API for Views and models¶
Summary¶
If we move to greenlets as well we need to test that ability. As such I have not introduced a pool for psyocpg2 work yet. (see sessioncache)
API¶
rhaptos2.repo.views¶
views.py - View code for the repository application.
Structure: We have three main view-areas.
- the models (Folder, Collection, Module)

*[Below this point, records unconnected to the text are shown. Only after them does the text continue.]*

PR #600, opened 2024-02-06
Added Non-Associative associativity for Pratt Parsers.

YunkaiZhang233:
In current Pratt parsers, only associativity type of `left` and `right` are supported. However, according to the original designs of Pratt parsing, it should also support Non-Associative infix binary operators.

For example, consider operators `==` as a non-associative operator. We should be able to identify it as non-associative and therefore rejecting `1 == 2 == 3` as an expression with the numbers being atomic literals. Whilst the current design only allow `==` to be either left-associative or right-associative.

This PR added associativity `non` for infix binary operators, and changed the binding power calculation function slightly based on [The Original Parsing Methodology](https://dl.acm.org/doi/pdf/10.1145/512927.512931) and [this article](https://www.engr.mun.ca/~theo/Misc/pratt_parsing.htm).

### DIFF
--- a/src/pratt.rs
+++ b/src/pratt.rs
@@ -10,6 +10,8 @@
 //! ['binding power'](https://matklad.github.io/2020/04/13/simple-but-powerful-pratt-parsing.html#From-Precedence-to-Binding-Power)
 //! that determines how strongly operators should bind to the operands around them.
 //!
+//! Here is ['another approach'](https://www.engr.mun.ca/~theo/Misc/pratt_parsing.htm) that provides a more comprehensive perspective of handling multiple operators and patterns
+//!
 //! Pratt parsers are defined with the [`Parser::pratt`] method.
 //!
 //! When writing pratt parsers, it is necessary to first define an 'atomic' operand used by the parser for building up
@@ -757,10 +759,9 @@ mod tests {
             ))
             .map(|x| x.to_string());
 
-        assert_eq!(
-            parser.parse("1+2!$*3").into_result(),
-            Ok("(((1 + (2!))$) * 3)".to_string()),
-        )
+        assert!(
+            parser.parse("§1+-~2!$*3").has_errors(),
+        );
     }
 
     #[test]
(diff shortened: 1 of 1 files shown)


src/pratt.rs
```diff
@@ -149,18 +153,33 @@ pub fn right(binding_power: u16) -> Associativity {
...
+            Self::Right(x) => *x as u32 * 3,
+            Self::Non(x) => *x as u32 * 3 + 1,
+        }
+    }
+
+    fn next_power(&self) -> u32 {
+        match self {
+            Self::Left(x) => *x as u32 * 3,
+            Self::Right(x) => *x as u32 * 3,
+            Self::Non(x) => *x as u32 * 3 - 1,
```
zesterer, line 182: For this to be valid, all powers should have 1 added to them such that `*x as u32 * 3 - 1` can never result in underflow.

src/pratt.rs
```diff
@@ -738,10 +759,9 @@ mod tests {
             ))
             .map(|x| x.to_string());
 
-        assert_eq!(
-            parser.parse("1+2!$*3").into_result(),
-            Ok("(((1 + (2!))$) * 3)".to_string()),
-        )
+        assert!(
+            parser.parse("§1+-~2!$*3").has_errors(),
+        );
```
zesterer, line 764: This change looks a little suspicious. Does this addition change the behaviour of existing parsers?

zesterer (commented):
Thanks for the PR, great work! Just a few comments.

src/pratt.rs
TheOnlyTails: Would this resolve the issue here?
```
            Self::Left(x) => *x as u32 * 3 + 1,
            Self::Right(x) => *x as u32 * 3 + 1,
            Self::Non(x) => *x as u32 * 3 - 1,
```

NomAnor:
Any progress?
 I stumbled on the same problem for == and was about to create an issue when I found this PR.

zesterer:
> Any progress? I stumbled on the same problem for == and was about to create an issue when I found this PR.

Another PR has been opened, but discussion is stale (and probably needs rebasing on upstream). If you're interested in picking it up again, I'd really appreciate it!

PR #601, opened 2024-02-08
docs: remove `ascii` namespace from `text`

magnusrodseth:
- When going through the tutorial, I noticed that the docs were somewhat outdated. 
- Updated imports related to `text` to ensure they compile


zesterer:
Thanks. FWIW the tutorial does need rewriting entirely for 1.0, but in the meantime this is a welcome addition.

- the helper views (workspace)
- binary uploads.
- openid and persona
Protocols¶
I try to stick to these
- Every action (GET POST PUT DELETE) must have a useruri passed in to authorise
- views recevie back either a model.<> object or a json-encodeable version of that
json-encoding¶
todo: convert to factory based app entirely todo: remove view / as thats now JS todo: remove apply_cors and apply internally. Or just use it? todo: remove crash and burn
- rhaptos2.repo.views.apply_cors(resp_as_pytype)[source]¶
A callable function (not decorator) to take the output of a app_end and convert it to a Flask response with appropriate Json-ified wrappings.
- rhaptos2.repo.views.auto_session()[source]¶
strictly for testing purposes I want to fake three sessions with known ids. Also generate a “real” session with a known user FIXME - there has to be a better way
- rhaptos2.repo.views.bootstrap()[source]¶
At this point there is either a valid session (so redirect to atc) or there is a need to let the visitor choose either to get an anonymous session, or that they are registered, and they should choose to log in again.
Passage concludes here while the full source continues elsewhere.